Polynomials are algebraic expressions that consist of terms with variables raised to whole number exponents. The degree of a polynomial is determined by the highest exponent in the expression. For example, in the polynomial \(P(x) = x^3 - 4x + 1\), the highest exponent is 3, so it is a third-degree polynomial.

Roots of a polynomial are the values of the variable that make the polynomial equal to zero. If \(P(a) = 0\), then \(a\) is a root of the polynomial \(P(x)\). The Fundamental Theorem of Algebra states that a polynomial of degree \(n\) has exactly \(n\) roots, counting multiplicities, but not necessarily all real.

This theorem immediately tells us a key limitation: a polynomial of degree \(n\) can have at most \(n\) real roots. It is a crucial property that often simplifies the process of solving polynomial equations.

Real roots are the solutions to polynomial equations that are real numbers. For a polynomial to have real roots, the graph of the polynomial must intersect the x-axis at those points. For instance, the polynomial \(P(x) = x^2 - 1\) has real roots at \(x = 1\) and \(x = -1\) because these values satisfy the equation \(x^2 - 1 = 0\).

In the context of the exercise, if a fifth-degree polynomial had six real roots, it would intersect the x-axis at six points. However, this is not possible because a fifth-degree polynomial can have at most five real roots by the degree constraint.

The contradiction that arises when assuming more real roots than the degree of the polynomial can handle leads to proving limits on polynomial solutions. This concept is often proved and utilized through various mathematical tools, one of which is Rolle's Theorem.

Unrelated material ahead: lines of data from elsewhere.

PR #5, opened 2016-07-16
Command to test all formulas

RSully:


UniqMartin:
Thanks for taking the time to write a proposal! I think your use case is already covered by what is available today. I'm not sure if that's obvious or not, but you can pass multiple formula names to `brew test`, e.g. `brew test ack boost` will test both `ack` and `boost`.

Using this knowledge, you can leverage `brew list` (that lists all installed formulae) and feed its output to `brew test`, i.e.:

```sh
brew test $(brew list)
```

This will often return with an error, but in many cases that's because there are still formulae without a test and testing formulae without a test is considered an error. Does this help with your use case? Are there any points from your proposal that are not addressed by this?

RSully:
I didn't know that; really helpful. In that case, perhaps `brew test` could add a flag to not treat missing tests as errors.

When running that command I am a bit surprised how many tests actually fail on my system. I'll have to look into this before saying much more.

vitorgalvao:
> In that case, perhaps `brew test` could add a flag to not treat missing tests as errors.

Although I see where you’re coming from, I’d actually consider a feature not having said flag. If there’s no way to bypass the failure, it may incentivise the person to work on a test (hence benefiting the formula for everyone).

MikeMcQuaid:
> Using this knowledge, you can leverage brew list (that lists all installed formulae) and feed its output to brew test

Yeh, this is what I do too. We tend to try and favour commands that can be composed using typical Unix style like this.

> Although I see where you’re coming from, I’d actually consider a feature not having said flag. If there’s no way to bypass the failure, it may incentivise the person to work on a test (hence benefiting the formula for everyone).

I agree 👍

DomT4:
Also agree with @vitorgalvao on `brew test` failing hard on formulae missing tests. Formulae missing tests is a consistent problem when it comes to breaking changes slipping through CI, and 100% test coverage is a desire _(Even if not always a practical one, depending on how the packaged software is intended to behave)_.

RSully:
I noticed I can't ctrl+c out of `brew test (brew list)`, it kills the child process but then goes on the test the next one. Even hammering on it doesn't kill it. 

There are a lot of formulas that fail, even after reinstalling, for example homebrew/homebrew-core#3201. Should I be creating an issue for each of these (or pull requests for the easy fixes when possible)?

RSully:
I do agree with many of the thoughts in this thread, though. The only downside is that it is dependent on the shell, so if you wanted to execute it programmatically you either have to do it within a shell process or execute list, then test, separate. Not really a problem, just worth a small mention.

MikeMcQuaid:
Passing on this for now due to discussion above but thanks for the PR!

The first derivative of a polynomial is obtained by applying differentiation rules. For a polynomial \(P(x)\), its first derivative, denoted as \(P'(x)\), represents the rate of change of \(P(x)\) with respect to \(x\). For example, if \(P(x) = 3x^3 - 2x + 5\), then \(P'(x) = 9x^2 - 2\).

In our specific problem, we deal with a fifth-degree polynomial \(P(x)\). Its derivative, \(P'(x)\), will be a fourth-degree polynomial. This is because differentiating decreases the degree by one. So, if \(P(x)\) was initially \(ax^5 + bx^4 + cx^3 + dx^2 + ex + f\), then \(P'(x)\) would be \(5ax^4 + 4bx^3 + 3cx^2 + 2dx + e\).

Rolle's Theorem plays a critical role here. It states that if a function \(f\) is continuous on a closed interval \([a, b]\), differentiable on the open interval \((a, b)\), and \(f(a) = f(b)\), then there exists at least one \(c\) in \((a, b)\) such that \(f'(c) = 0\). In simple terms, if a polynomial hits the x-axis at several points, the derivative must be zero between each pair of consecutive roots.

Given this information, a fifth-degree polynomial with six real roots implies that its derivative (a fourth-degree polynomial) must have at least five zeros, which contradicts the fundamental property stating it can have at most four zeros. This contradiction helps prove that a fifth-degree polynomial cannot have more than five real roots.